__Prompt__: Search the data below for the string "somebody" and copy all lines where it shows up.
* * *
PR #39, opened 2015-08-18
draft benchmark with c++

mlubin:
This implements the ``ackley`` function in C++ with gradient calculations via dual numbers, which corresponds to ``chunk_size=1``.
On my laptop:
```
0.000392914 sec for function value
9.04767 sec for gradient
```

compared with
```
julia> bench_fad(ackley,xlens=16000,repeat=2)
7x4 DataFrames.DataFrame
| Row | time       | func | xlen  | chunk_size |
|-----|------------|------|-------|------------|
| 1   | 0.00044988 | 'f'  | 16000 | -1         |
| 2   | 1.88277    | 'g'  | 16000 | 0          |
| 3   | 21.625     | 'g'  | 16000 | 1          |
| 4   | 12.0676    | 'g'  | 16000 | 2          |
| 5   | 8.3323     | 'g'  | 16000 | 4          |
| 6   | 6.14265    | 'g'  | 16000 | 8          |
| 7   | 5.4309     | 'g'  | 16000 | 16         |
```

So our function evaluations are about the same, and the base dual number code is a factor of two off of C. That's pretty respectable but there might be room in the future to squeeze a bit more performance out of the tuple-based implementation. It's surprising how much faster the vector implementation is.

### DIFF
--- a/benchmarks/benchmarks.cpp
+++ b/benchmarks/benchmarks.cpp
@@ -1,0 +1,129 @@
+#include <iostream>
+#include <cmath>
+#include <vector>
+#include <sys/time.h>
+
+using namespace std;
+
+// g++ -std=c++11 -O2 -o benchmarks benchmarks.cpp /path/to/julia/usr/lib/libopenlibm.a
+
+
+double clock_now()
+{
+    struct timeval now;
+    gettimeofday(&now, NULL);
+    return (double)now.tv_sec + (double)now.tv_usec/1.0e6;
+}
+
+class Dual {
+    double real;
+    double eps;
+    public:
+    Dual(double real, double eps) : real(real), eps(eps) {}
+    Dual(double real) : real(real), eps(0.0) {}
+    Dual() : real(0.0), eps(0.0) {}
+
+    friend ostream& operator<<(ostream& os, const Dual& dt) {
+        os << "Dual(" << dt.real << "," << dt.eps << ")";
+        return os;
+    }
+
+    Dual operator+(const Dual& rhs) const {
+        return Dual(real+rhs.real,eps+rhs.eps);
+    }
+
+    Dual operator-(const Dual& rhs) const {
+        return Dual(real-rhs.real,eps-rhs.eps);
+    }
+
+    Dual operator*(const Dual& rhs) const {
+        return Dual(real*rhs.real, real*rhs.eps + eps*rhs.real);
+    }
+
+    double real_part() const { return real; }
+    double eps_part() const { return eps; }
+
+};
+
+Dual operator*(double x, const Dual &rhs) {
+    return Dual(x*rhs.real_part(), x*rhs.eps_part());
+}
+
+Dual sin(const Dual& x) {
+    return Dual(sin(x.real_part()), x.eps_part()*cos(x.real_part()));
+}
+
+Dual cos(const Dual& x) {
+    return Dual(cos(x.real_part()), -x.eps_part()*sin(x.real_part()));
+}
+
+Dual sqrt(const Dual& x) {
+    return Dual(sqrt(x.real_part()), x.eps_part()/(2*sqrt(x.real_part())));
+}
+
+Dual exp(const Dual& x) {
+    double expval = exp(x.real_part());
+    return Dual(expval, x.eps_part()*expval);
+}
+
+/*
+function ackley(x)
+    a, b, c = 20.0, -0.2, 2.0*π
+    len_recip = inv(length(x))
+    sum_sqrs = zero(eltype(x))
+    sum_cos = sum_sqrs
+    for i in x
+        sum_cos += cos(c*i)
+        sum_sqrs += sqr(i)
+    end
+    return (-a * exp(b * sqrt(len_recip*sum_sqrs)) -
+            exp(len_recip*sum_cos) + a + e)
+end
+*/
+
+template<typename T> T ackley(const vector<T> &x) {
+    double a = 20.0, b = -0.2, c = 2*M_PI;
+    double len_recip = 1.0/x.size();
+    T sum_sqrs(0);
+    T sum_cos(0);
+
+    for (auto i : x) {
+        sum_cos = sum_cos + cos(c*i);
+        sum_sqrs = sum_sqrs + i*i;
+    }
+    return (-a * exp(b * sqrt(len_recip*sum_sqrs)) -
+            exp(len_recip*sum_cos) + a + M_E);
+}
+
+
+int main() {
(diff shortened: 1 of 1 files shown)


jrevels:
> That's pretty respectable but there might be room in the future to squeeze a bit more performance out of the tuple-based implementation. It's surprising how much faster the vector implementation is.

To see where we might improve, it would be cool to compare with Optim's `autodiff` vs. ForwardDiff with `chunk_size=1`. We should be able to make them equivalently fast, but I don't know whether they are at the moment.

jrevels:
Did you want to merge this now? Feel free to merge whenever you're ready.

jrevels:
The results I'm getting on my laptop are quite different...then again, I'm a very rookie C++ user:

```zsh
➜  benchmarks git:(cppbench) g++ benchmarks.cpp
benchmarks.cpp:90:10: warning: 'auto' type specifier is a C++11 extension [-Wc++11-extensions]
    for (auto i : x) {
         ^
benchmarks.cpp:90:17: warning: range-based for loop is a C++11 extension [-Wc++11-extensions]
    for (auto i : x) {
                ^
2 warnings generated.

➜  benchmarks git:(cppbench) ✗ ./a.out #ran a couple of times, this was the best result
20
0.000397921 sec for function value
25.7708 sec for gradient
```

My julia benchmarks are fairly close to yours, though:

```julia
julia> bench[:ackley]
21x4 DataFrames.DataFrame
| Row | time        | func | xlen  | chunk_size |
|-----|-------------|------|-------|------------|
| 1   | 2.74e-6     | 'f'  | 16    | -1         |
| 2   | 5.7223e-5   | 'g'  | 16    | 0          |
| 3   | 5.6552e-5   | 'g'  | 16    | 1          |
| 4   | 4.9823e-5   | 'g'  | 16    | 2          |
| 5   | 4.6942e-5   | 'g'  | 16    | 4          |
| 6   | 4.5825e-5   | 'g'  | 16    | 8          |
| 7   | 4.4029e-5   | 'g'  | 16    | 16         |
| 8   | 4.1718e-5   | 'f'  | 1600  | -1         |
| 9   | 0.0328962   | 'g'  | 1600  | 0          |
| 10  | 0.171796    | 'g'  | 1600  | 1          |
| 11  | 0.0966284   | 'g'  | 1600  | 2          |
| 12  | 0.0679323   | 'g'  | 1600  | 4          |
| 13  | 0.0484395   | 'g'  | 1600  | 8          |
| 14  | 0.0420936   | 'g'  | 1600  | 16         |
| 15  | 0.000400089 | 'f'  | 16000 | -1         |
| 16  | 1.87736     | 'g'  | 16000 | 0          |
| 17  | 17.0998     | 'g'  | 16000 | 1          |
| 18  | 9.59618     | 'g'  | 16000 | 2          |
| 19  | 6.74976     | 'g'  | 16000 | 4          |
| 20  | 4.80788     | 'g'  | 16000 | 8          |
| 21  | 4.1689      | 'g'  | 16000 | 16         |
```

jrevels:
And if you're curious, here are the results I got from AlgoPy:

```python
>>> df = pandas.DataFrame.from_dict(bench['ackley'])
>>> df
  func       time   xlen
0    f   0.000056     16
1    g   0.001969     16
2    f   0.004461   1600
3    g   0.549358   1600
4    f   0.044596  16000
5    g  89.519750  16000
```

mlubin:
Make sure you use the compile statement in the comment at the top of the
file.

jrevels:
Ah, didn't see that, thanks.

```
➜  benchmarks git:(cppbench) ✗ ./benchmarks
20
0.000397921 sec for function value
4.74544 sec for gradient
```

So on my machine, it seems like ForwardDiff is off by a factor of ~3.

mlubin:
What methods does algopy use?
Why is the function evaluation 100x slower but gradient evaluation isn't?

jrevels:
> What methods does algopy use?
> Why is the function evaluation 100x slower but gradient evaluation isn't?

The relevant class in AlgoPy is [here](https://github.com/b45ch1/algopy/blob/master/algopy/utpm/utpm.py), the methods for initializing/extracting the gradient [here](https://github.com/b45ch1/algopy/blob/master/algopy/utpm/utpm.py#L1678). 

It appears that the formulation is based on storing a rank 4 tensor and then have the overloaded methods act on it via calls to numpy. Pretty cool stuff, this is actually similar to what I had in mind with my `PartialsNum` idea we discussed a while back, but obviously actually fleshed out. 

So instead of the formulation being rooted in the algebraic properties of dual numbers,  it's rooted in "univariate Taylor polynomial matrix arithmetic". There's some slides from the main author of the package [here](https://pythonhosted.org/algopy/_downloads/walter_euroad2010_paderborn_univariate_taylor_polynomial_arithmetic_applied_to_matrix_factorizations_in_the_forward_and_reverse_mode_of_algorithmic_differentiation.pdf) which go into a bit of detail on the subject (I'm guessing you know of it, but of course it's new to me).

mlubin:
Looks like a vector forward mode then?

mlubin:
So we should be comparing with our vector forward mode, where we're about 50x faster.

jrevels:
> Looks like a vector forward mode then?

Yes, and I believe by extension their forward-mode Hessian/tensor calculations are roughly equivalent to our own when `N == length(x)`.

> So we should be comparing with our vector forward mode, where we're about 50x faster.

Yeah, that's what I was looking at when making comparisons. Our "slowdown" ratio for `ackley` is worse than AlgoPy's by a factor of 2. Could that factor of 2 be coming from the fact that the calls to numpy probably end up falling back to C, or do you think it's a deeper issue?

This makes me want to consider benchmarking the slowdown ratio of our Hessian calculation vs. AlgoPy's. As a future side project, it might be worth it to prototype a UTPM implementation in Julia to see how it stacks up to the dual number implementation. If it's just as performant (or more so), it might be worth switching to - it appears to generalize to higher orders far more easily (obviously that's not immediately relevant to these benchmarks).

mlubin:
> Could that factor of 2 be coming from the fact that the calls to numpy probably end up falling back to C, or do you think it's a deeper issue?

That factor of 2 is probably coming from the fact that scalar operations in python are super slow, while the gradient calculation is using vector operations. So in the gradient mode, the relative overhead of python is smaller.

jrevels:
> That factor of 2 is probably coming from the fact that scalar operations in python are super slow, while the gradient calculation is using vector operations. So in the gradient mode, the relative overhead of python is smaller.

Ah, that makes sense, thanks.

PR #40, opened 2015-09-01
Allow access to lower-order values by providing a `ForwardDiffResult`s interface

### LINKED ISSUE #37: Offer a way for users to access the lower-order values that end up being calculated by FAD methods
Previously discussed [here](https://github.com/JuliaDiff/ForwardDiff.jl/pull/27#issuecomment-130843307).

For example, if somebody calls `hessian(f,x)` they should be able to tell the function to return `∇f(x)` and/or `f(x)` as well, since those values are already calculated by way of the Hessian calculation.

Here some ideas for what this might look like:

1) Have a keyword argument that specifies that the function should return the calculated `ForwardDiffNumber`, then provide methods in the API to extract the data you want from it. Something like this:

```julia
julia> data = hessian(f, x, alldata=true) # returns ForwardDiffNumber
julia> gradient(data) # extract gradient from data
julia> hessian(data) # extract hessian from data
```

I don't really like `alldata` as a name for the keyword argument, but you get my drift.

2) Pass symbols to the method saying what you want up front (once again, via a keyword argument):

```julia
# returns in the same order as it's given, with Hessian first 
julia> hess, val, grad = hessian(f, x, also=(:value, :gradient)) 
```

Thoughts?

jrevels:
This PR resolves #37.

### What it does:

* Adds a `ForwardDiffResult` wrapper type which users can interact with without having to understand `ForwardDiffNumber`s

* Centralizes all result-handling methods under `ForwardDiffResult`

* If the abstract type ~~`AllInfo`~~ `AllResults` is passed in to API methods, the "full" results of the calculation are returned along with the normal output. For example:

    ```julia
    julia> using ForwardDiff
    
    julia> f(x) = 3 * sum(x)^5;
    
    julia> x = [1,2,3,4];
    
    julia> f(x)
    300000
   
    julia> ForwardDiff.gradient(f, x) # normal calling behavior is unchanged
    4-element Array{Int64,1}:
    150000
    150000
    150000
    150000

    julia> out, allresults = ForwardDiff.gradient(f, x, AllResults);
    
    julia> out
    4-element Array{Int64,1}:
    150000
    150000
    150000
    150000
    
    julia> value(allresults)
    300000
    
    julia> ForwardDiff.gradient(allresults)
    4-element Array{Int64,1}:
    150000
    150000
    150000
    150000
    ```

    ~~I don't particularly like `AllInfo` as the keyword for triggering this behavior. It's not horrible, but can anybody come up with something better?~~ I changed it to `AllResults`, which I'm still not really a fan of but can live with (unless somebody comes up with a better name).

* Not strictly necessary for this PR, but I changed the closure-generating methods so that all "configuration" now occurs in the call to the generator rather than in calls to the closures. After sitting on the old behavior for a while, this feels like the more intuitive way to do things. Also, taking optional arguments out of the closures' signatures appears to help type inference for some unknown reason.

### To Do:

- [x] Implement `ForwardDiffResult` and related methods
- [x] Refactor `derivative!`/`derivative`
- [x] Refactor `gradient!`/`gradient`
- [x] Refactor `jacobian!`/`jacobian`
- [x] Refactor `hessian!`/`hessian`
- [x] Refactor `tensor!`/`tensor`

### DIFF
--- a/src/ForwardDiff.jl
+++ b/src/ForwardDiff.jl
@@ -42,7 +42,7 @@ module ForwardDiff
     include("TensorNumber.jl")
     include("fad_api/fad_api.jl")
 
-    export AllInfo,
+    export AllResults,
            ForwardDiffCache,
            value,
            value!,
--- a/src/ForwardDiff.jl
+++ b/src/ForwardDiff.jl
@@ -42,7 +42,11 @@ module ForwardDiff
     include("TensorNumber.jl")
     include("fad_api/fad_api.jl")
 
-    export derivative!,
+    export AllInfo,
+           ForwardDiffCache,
+           value,
+           value!,
+           derivative!,
            derivative,
            gradient!,
            jacobian!,
@@ -50,7 +54,6 @@ module ForwardDiff
            hessian!,
            hessian,
            tensor!,
-           tensor,
-           ForwardDiffCache
+           tensor
 
 end # module ForwardDiff
--- a/src/TensorNumber.jl
+++ b/src/TensorNumber.jl
@@ -123,14 +123,14 @@ end
 #   t₁ = grad(t, i) # coeff of ϵ₁
 #   t₂ = grad(t, j) # coeff of ϵ₂
 #   t₃ = grad(t, k) # coeff of ϵ₃
-#   t₄ = hess(t, a) = hess(t, t_inds_2_h_ind(i, j)) # coeff of ϵ₁ϵ₂
-#   t₅ = hess(t, b) = hess(t, t_inds_2_h_ind(i, k)) # coeff of ϵ₁ϵ₃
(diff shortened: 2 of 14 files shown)


mlubin:
Seems pretty reasonable

jrevels:
@mlubin @scidom @KristofferC I changed `AllInfo` to `AllResults`, which is only slightly less vague...anybody have a better name for this? If not, this PR should be good to merge. Documentation will be slightly out of date once this lands, but I'm planning on tackling new docs in a subsequent PR (hopefully the last PR before the new version of ForwardDiff.jl can be tagged and released).

mlubin:
I'm okay with the name, can always be deprecated if someone comes up with a better one.

KristofferC:
This is perfect for me. 

This package is really awesome!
* * *
__Solution__:
For example, if somebody calls `hessian(f,x)` they should be able to tell the function to return `∇f(x)` and/or `f(x)` as well, since those values are already calculated by way of the Hessian calculation.
    ~~I don't particularly like `AllInfo` as the keyword for triggering this behavior. It's not horrible, but can anybody come up with something better?~~ I changed it to `AllResults`, which I'm still not really a fan of but can live with (unless somebody comes up with a better name).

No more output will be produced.